PHOENIX (CN) — A Ninth Circuit panel afforded little patience to Arizona state officials asking it on Monday to remand a federal judge’s order mandating more than 600 new medical staff, among other reforms, at nine state-run prisons.
In a federal courtroom in Phoenix, state attorney Andrew Pappas asked the three-judge panel to order U.S. District Judge Roslyn Silver to “make meaningful findings” in compliance with the Prison Litigation Reform Act of 1996.
“You’re asking us to anticipate in advance that when she makes the findings, she will do so in an insufficient manner,” U.S. Circuit Judge Andrew Hurwitz said to Pappas. “We’re dealing with a district judge who’s served here for 30-something years.
“You’re asking us to say, ‘Because the department thinks you’re stupid, we’re instructing you in advance how to make the findings,’’ Hurwitz added. “I must tell you I’m not inclined to do that.”
In ordering a 2025 staffing study intended to fulfill the obligations of a 2024 permanent injunction against the Arizona Department of Corrections, Rehabilitation and Reentry, the department says Silver, a Bill Clinton appointee, went beyond what the Prison Litigation Reform Act requires be the most narrowly drawn, least intrusive action to achieve the granted relief.

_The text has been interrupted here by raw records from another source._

PR #178, opened 2021-08-23
changed text depends on the state - sessions

jankrzempek:
What was done:
Michael in comments said the we need to make some changes - I know that iffffying is not pretty but don't have better ideas for know :/

https://trello.com/c/zvSTCjIu/45-differences-design-android-app-vs-ios-app

### DIFF
--- a/AirCasting/Graph/GraphView.swift
+++ b/AirCasting/Graph/GraphView.swift
@@ -21,6 +21,7 @@ struct GraphView: View {
                               session: session,
                               sessionStopperFactory: sessionStoppableFactory).padding()
             StreamsView(selectedStream: $selectedStream,
+                        isCollapsed: Binding.constant(true),
                         session: session,
                         thresholds: thresholds,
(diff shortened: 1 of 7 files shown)


pawelgil:
Basically any if/else can be replaced by some kind of polymorphism or other design solutions. Some reading on the topic:
[1](https://blog.jetbrains.com/idea/2017/09/code-smells-if-statements/)
[2](https://levelup.gitconnected.com/conditional-statements-are-a-code-smell-here-is-your-relief-38e50c023708)
[3](https://levelup.gitconnected.com/treat-if-else-as-a-code-smell-until-proven-otherwise-3bd2c4c577bf)

Here I would *strongly* suggest moving this string resolution logic into a viewmodel (along all the other view logic) and then making further refactorings. For now tho I think we can roll with those `if`s since it's not extremely unreadable

pawelgil (approved):

smialko (approved):

PR #184, opened 2021-08-26
Fix thresholds

smialko:
The bug: when the user changed the threshold on the map or graph view using the slider at the bottom, the color didn't update on the measurement view (the border and dot). 
Fixed by making threshold ObservedObject. 
I had to make an additional struct to make the threshold a non-optional variable to be able to make it observed. I nested this struct into `SingleMeasurementView`. 

finally got something done 🥳


AirCasting/SessionViews/ABMeasurementsView.swift
```diff
@@ -107,56 +107,69 @@ struct SingleMeasurementView: View {
...
-        case threshold.thresholdLow..<threshold.thresholdMedium:
-            return .aircastingYellow
-        case threshold.thresholdMedium..<threshold.thresholdHigh:
-            return .aircastingOrange
-        case threshold.thresholdHigh..<threshold.thresholdVeryHigh:
-            return .aircastingRed
-        default:
-            return .white
+
+    struct _SingleMeasurementButton: View {
```
pawelgil, line 135: not sure why there is an underscore in the name of this struct. It also might be beneficial to put this in a separate file.

pawelgil (approved):

AirCasting/SessionViews/ABMeasurementsView.swift
smialko: Not sure if you want to move `SingleMeasurementView` or `_SingleMeasurementButton` to separate file. I think it makes more sense to move the whole `SingleMeasurementView`. I can also make `_SingleMeasurementButton` a separate struct (it's nested in `SingleMeasurementView`). 
And the underscore. It's just a mark that this struct is private. Some apple frameworks have the underscore in names to mark is as private so it was kind of tribute to them.🙃 But I'll remove it if it's confusing.

PR #196, opened 2021-09-07
Change dashboard texts for fixed followed

smialko:
https://trello.com/c/ADhWO5Uc/243-following-blank-fixed-new-profile-default-view-should-look-like-android


smialko:
It's **super super small** so I'm merging it without approves. I want to send it within today's build 😬

PR #200, opened 2021-09-08
added to string dot and cleanup

jankrzempek:
https://trello.com/c/QjomS94U/242-wizard-mobile-fixed-outdoor-fixed-indoor-are-you-ready-screen-text-flow-is-incorrect

What was done:

Text was doubled because of some unwanted var so it is deleted now.


smialko (approved):
🥳

PR #202, opened 2021-09-08
Map appearing fix

jankrzempek:
https://trello.com/c/7AibKytL/259-wizard-fixed-outdoor-search-the-address-are-you-ready-map-is-missing

Map was not appearing on fixed session, now it is working.

What was done:
Fake location was replaced by the right location and the map shows well now. On fixed session, location which was sent to database was the always the starting location. For now it should be fixed and after moving map location which will be send is changed too.

### DIFF
--- a/AirCasting/CreateSessionViews/ConfirmCreatingSessionView.swift
+++ b/AirCasting/CreateSessionViews/ConfirmCreatingSessionView.swift
@@ -16,6 +16,7 @@ struct ConfirmCreatingSessionView: View {
             isPresentingAlert = error != nil
         }
     }
+
     @State private var isPresentingAlert: Bool = false
     @State private var didStartRecordingSession = false
     @EnvironmentObject var selectedSection: SelectSection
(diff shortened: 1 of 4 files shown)


AirCasting/CreateSessionViews/ConfirmCreatingSessionView.swift
```diff
@@ -118,7 +123,26 @@ struct ConfirmCreatingSessionView: View {
             })
                 .buttonStyle(BlueButtonStyle())
         }
-            .padding()
+        .padding()
+    }
+
+    func getAndSaveStartingLocation() {
+        if sessionContext.sessionType == .fixed {
```
pawelgil, line 130: let's split this block into some more private functions for readability

edit: I see it's just been moved from somewhere, disregard ;)

pawelgil (approved):
would be better to only use xcodes reformatting on parts where you actually edit the code, not whole files. This will result in fewer conflicts

PR #243, opened 2021-09-22
Added ability to cut out UI updates from storage (Core Data stack)

pawelgil:
## What was done?
Core data stack changed to a parent/child model with a `single source of truth` pattern:
1. Only one, "main" `NSManagedObjectContext` is responsible for writing to the store (and it's a background one)
2. The UI Context as well as edit contexts are children of the main context
3. Changes from the main context to the UI context are being propagated only when the new `uiSuspended` flag is not set

## Technical notes
* `FixedSessionFaker` left in the code - it might be handy (it's faking a running fixed session with random measurements)
### New CD stack structure
new_coredata

### Old CD stack structure
old_coredata

### DIFF
--- a/AirCasting/AirCastingApp.swift
+++ b/AirCasting/AirCastingApp.swift
@@ -64,12 +64,8 @@ struct AirCastingApp: App {
             case .active:
                 persistenceController.uiSuspended = false
                 appBecameActive.send()
-            case .background:
+            case .background, .inactive:
                 persistenceController.uiSuspended = true
-                break
-            case .inactive:
-                persistenceController.uiSuspended = true
-                break
             @unknown default:
                 fatalError()
             }
--- a/AirCasting/AirCastingApp.swift
+++ b/AirCasting/AirCastingApp.swift
@@ -28,7 +28,6 @@ struct AirCastingApp: App {
         FirebaseApp.configure()
         #endif
         AppBootstrap(firstRunInfoProvider: lifeTimeEventsProvider, deauthorizable: authorization).bootstrap()
-        
         let synchronizationContextProvider = SessionSynchronizationService(client: URLSession.shared, authorization: authorization, responseValidator: DefaultHTTPResponseValidator())
         let downloadService = SessionDownloadService(client: URLSession.shared, authorization: authorization, responseValidator: DefaultHTTPResponseValidator())
         let uploadService = SessionUploadService(client: URLSession.shared, authorization: authorization, responseValidator: DefaultHTTPResponseValidator())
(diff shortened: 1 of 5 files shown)


smialko (approved):
Seems legit

AirCasting/AirCastingApp.swift
```diff
@@ -62,10 +62,13 @@ struct AirCastingApp: App {
...
             switch newScenePhase {
             case .active:
+                persistenceController.uiSuspended = false
                 appBecameActive.send()
             case .background:
+                persistenceController.uiSuspended = true
                 break
             case .inactive:
+                persistenceController.uiSuspended = true
                 break
```
jankrzempek, line 72: Don't You want to merge those two into one, as they have the same condition?

FixedSessionFaker.swift
```diff
@@ -0,0 +1,73 @@
...
+class FixedSessionFaker {
+    init(context: NSManagedObjectContext) {
+        let req: NSFetchRequest<SessionEntity> = SessionEntity.fetchRequest()
+        req.predicate = NSPredicate(format: "name LIKE %@", "Its complicated")
+        var session: SessionEntity!
+        if let already = try! context.fetch(req).first {
+            print("A")
+            session = already
+        } else {
+            print("B")
```
jankrzempek, line 16: Have you intentionally left those prints?

FixedSessionFaker.swift
```diff
@@ -0,0 +1,73 @@
...
+            session = SessionEntity(context: context)
+            session.type = .fixed
+            session.uuid = SessionUUID()
+            session.name = "Its complicated"
```
jankrzempek, line 20: Don't know if we want to use Strings to keep this somewhere or not 😄

jankrzempek (approved):
👌🏻

AirCasting/CoreData/PersistenceController.swift
```diff
@@ -6,11 +6,28 @@
...
+    private(set) lazy var viewContext: NSManagedObjectContext = {
+        let ctx = NSManagedObjectContext(concurrencyType: .mainQueueConcurrencyType)
+        ctx.parent = mainContext
+        ctx.automaticallyMergesChangesFromParent = true
+        return ctx
+    }()
+    
     private let container: NSPersistentContainer
+    
+    private lazy var mainContext: NSManagedObjectContext = container.newBackgroundContext()
```
smialko, line 30: This name is misleading, it's not a main context ;)

FixedSessionFaker.swift
smialko: As far as I remember we created Strings to contain texts that are displayed for users, this one's not :)

smialko (approved):
😎

smialko (approved):
You may wonder why approving, then requesting changes, and then approving again. Well, it turns out that the thing that I thought wasn't working on your branch isn't working on develop :D

AirCasting/CoreData/PersistenceController.swift
pawelgil: well, it is :) it's not main-thread context, but it indeed is our main context - the one that holds all the data and from which we spawn children. But I get your point - it might be a bit confusing beacause of the threading nature of core data. Will change it to something better

FixedSessionFaker.swift
pawelgil: Yes. This is only a debug-tool for programmers, it's not a subject for `Strings`

FixedSessionFaker.swift
pawelgil: no, good catch 💯

AirCasting/AirCastingApp.swift
pawelgil: good catch!

PR #244, opened 2021-09-22
time formatting in sessions header

jankrzempek:
https://trello.com/c/RmN7eePA/74-time-displayed-on-top-of-the-session-is-incorrect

The department says she never reached those findings in her final order and should be required to go back and do so.
“In making those findings, the district court may discover that in fact the relief this orders is not narrowly drawn,” Pappas told the panel.
Hurwitz, a Barack Obama appointee, said Silver clearly found the order in compliance with the Prison Litigation Reform Act, else she wouldn’t have rejected the department’s objections under those very grounds.
Pappas said no legal precedent exists that establishes the rejection of a party’s objection as a finding of statute compliance.
“At a minimum, what the district court must do is explain why the relief in this staffing plan which adds more than 600 new employees to the tune of $100 million and why this very granular approach is the narrowest means of vindicating the rights of the plaintiffs,” Pappas said.
U.S. Circuit Judge Marsha Berzon, a Clinton appointee, grew as frustrated as Hurwitz.
“She’s explained many times why the granular approach is necessary,” she interrupted Pappas. “She’s explained it and she’s explained it and she’s explained it.”
After vacating the settlement of a class action in 2021 because the Department of Corrections failed to follow its terms, Silver found at trial that the department failed to provide adequate medical and mental health care to its prisoners. In addition to requiring better staffing, Silver’s resulting injunction required improvements in several areas, including better medical record documentation, patient confidentiality protections and regular and timely delivery of medications.
In 2024, Silver found the department still hadn’t cleaned up its act and ordered a six-month pilot program in which it needed to fill medical staff vacancies at just two of its nine prisons. She later ordered full compliance with a larger staffing plan in June 2025.
The department complained throughout the process that it doesn’t have the money to follow Silver’s orders. Now it says Silver’s failure to mention the statute in her final order requires it be vacated.
Hurwitz likened the mistake to forgetting to check a box.
“I want to inject a little common sense into this,” he said. “We all know beyond a shadow of a doubt that Judge Silver meant to comply with PLRA because she did so so many times before. If we send this back to Judge Silver, she’ll simply make the findings.”
Once Silver amends her order, Hurwitz said the department could return to the Ninth Circuit to challenge the sufficiency of the findings.
“Once we get to the sufficiency of the findings I think we approach them with the whole history of the litigation in mind knowing how badly your client has acted over 20 years,” he said.
Representing the plaintiff class, American Civil Liberties Union attorney Corene Kendrick requested haste.
“If you do that quickly, that would be great so we can get this show on the road because people are continuing to suffer,” she told the panel.
The panel suggested it would give Silver 30 days if needed to remand.
Kendrick argued that it didn’t.
“Judge Silver is acutely aware of her responsibilities under the PLRA,” Kendrick said.
She said Ninth Circuit precedent set by similar cases allows the panel to affirm the order without it explicitly explaining its compliance with the statute.
“You can certainly tell her to say the 32 magic words," Kendrick said. “Or you can look at cases like Kelly v. Wengler where the Ninth Circuit affirmed an order where [Prison Litigation Reform Act] was not cited or quoted or mentioned at all by the district court in Idaho.”
U.S. Circuit Judge Milan Smith Jr., a George W. Bush appointee, rounded out the panel. It didn’t indicate when it would rule.